What: Gerrit supports permissions more granular than just repo-level. Since this is needed to properly (in a long term way) support Perforce too, we’re expecting to do work to change our internal model to support more granualr permissions, then add Gerrit support properly on top of this.

Why: Needed to unblock at least 1 customer. Currently investigating the value to other customers who are known Gerrit users, and the depth of support needed.

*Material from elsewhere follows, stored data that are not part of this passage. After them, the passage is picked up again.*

PR #3674, opened 2022-08-03
feat(core): critical operations in GroupsManager

sarkapalkovicova:
Critical operations in perun-roles.yml were marked.

### DIFF
--- a/perun-base/src/main/resources/perun-roles.yml
+++ b/perun-base/src/main/resources/perun-roles.yml
@@ -1152,6 +1152,8 @@ perun_policies:
       - VOADMIN: Vo
     include_policies:
       - default_policy
+    mfa_rules:
+      - MFA: Vo
 
   createGroup_Group_Group_policy:
     policy_roles:
@@ -1159,6 +1161,9 @@ perun_policies:
       - VOADMIN: Vo
     include_policies:
       - default_policy
+    mfa_rules:
+      - MFA: Group
+      - MFA: Vo
 
   deleteGroup_Group_boolean_policy:
     policy_roles:
@@ -1166,12 +1171,18 @@ perun_policies:
       - VOADMIN: Vo
     include_policies:
       - default_policy
+    mfa_rules:
+      - MFA: Group
+      - MFA: Vo
 
   deleteAllGroups_Vo_policy:
     policy_roles:
       - VOADMIN: Vo
     include_policies:
       - default_policy
+    mfa_rules:
+      - MFA: Vo
+      - MFA: Group
 
   deleteGroups_List<Group>_boolean_policy:
     policy_roles:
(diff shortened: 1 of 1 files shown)


Johaney-s (commented):
sometimes we'll mark the whole VO as critical and not set every group as a critical object, and because groups influence the VO itself, we should add checks also for - MFA: Vo where possible. this goes for deleting groups, extending memberships etc.

perun-base/src/main/resources/perun-roles.yml
```diff
@@ -1784,20 +1800,29 @@ perun_policies:
...
     policy_roles:
       - GROUPADMIN: Group
       - VOADMIN: Vo
     include_policies:
       - default_policy
+    mfa_rules:
+      - MFA: Group
+      - MFA: Vo
 
   synchronizeGroups_policy:
```
Johaney-s, line 1827: please add global MFA check here and to `synchronizeGroupsStructures_policy`

perun-base/src/main/resources/perun-roles.yml
```diff
@@ -2034,13 +2062,20 @@ perun_policies:
...
 
   result-removeGroupUnion_Group_Group_policy:
     policy_roles:
       - GROUPADMIN: Group
       - VOADMIN: Vo
     include_policies:
       - default_policy
+    mfa_rules:
+      - MFA: Group
+      - MFA: Member
```
Johaney-s, line 2077: we don't need to check members in the two policies removing group unions

perun-base/src/main/resources/perun-roles.yml
```diff
@@ -2068,6 +2107,8 @@ perun_policies:
       - VOADMIN: Vo
     include_policies:
       - default_policy
+    mfa_rules:
+      - MFA: Member
```
Johaney-s, line 2111: please add also check for Group and Vo here, changing the member's status can gain him access that is managed by group or VO...

perun-base/src/main/resources/perun-roles.yml
```diff
@@ -2086,6 +2127,9 @@ perun_policies:
...
+      - MFA: Vo
```
Johaney-s, line 2132: i'd add  `- MFA: Group` because it affects also the group.

perun-base/src/main/resources/perun-roles.yml
```diff
@@ -2122,13 +2166,17 @@ perun_policies:
...
+      - MFA: Group
 
   addGroupsToAutoRegistration_List<Group>_policy:
     policy_roles:
       - GROUPADMIN: Group
       - VOADMIN: Vo
     include_policies:
       - default_policy
+    mfa_rules:
+      - MFA: Group
```
xflord, line 2179: in both of the AutoRegistration methods, we want to check Vo as well, since it affects the registration process for the Vos of the groups.

xflord (changes requested):

Johaney-s:
please change the base of the PR from CESNET:master to CESNET:mfa

xflord (approved):

Johaney-s (approved):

1(With the exception of Perforce which utilizes a hack where directories with more graunlar permissions appear as repos within Sourcegraph).

BB Cloud permissions

What: Support permissions syncing for BitBucket Cloud.

GitHub Issue

Why: Currently blocking expansion for at least one large customer as well as being strategically valuable as Atlassian have announce EOL for BB Server, meaning many other BB Server customers will likely move to BB Cloud and want this support.

Long term (12m)

TODO

What we’re not working on

What are we explicitly not working on? Are there frequent requests from customers or other teams we are choosing not to take on? Making that explicit makes other teams understand the strategy and reduces back and forth.
If there is a time component (e.g. “We’re not working on this this Q but likely to pick it up next Q”), call it out.

TODO

Phabricator support

  • Current status: Under investigation
  • Expected effort: TBD
  • Currently under investigation to try and ID customer need in light of upcoming Phabricator deprication.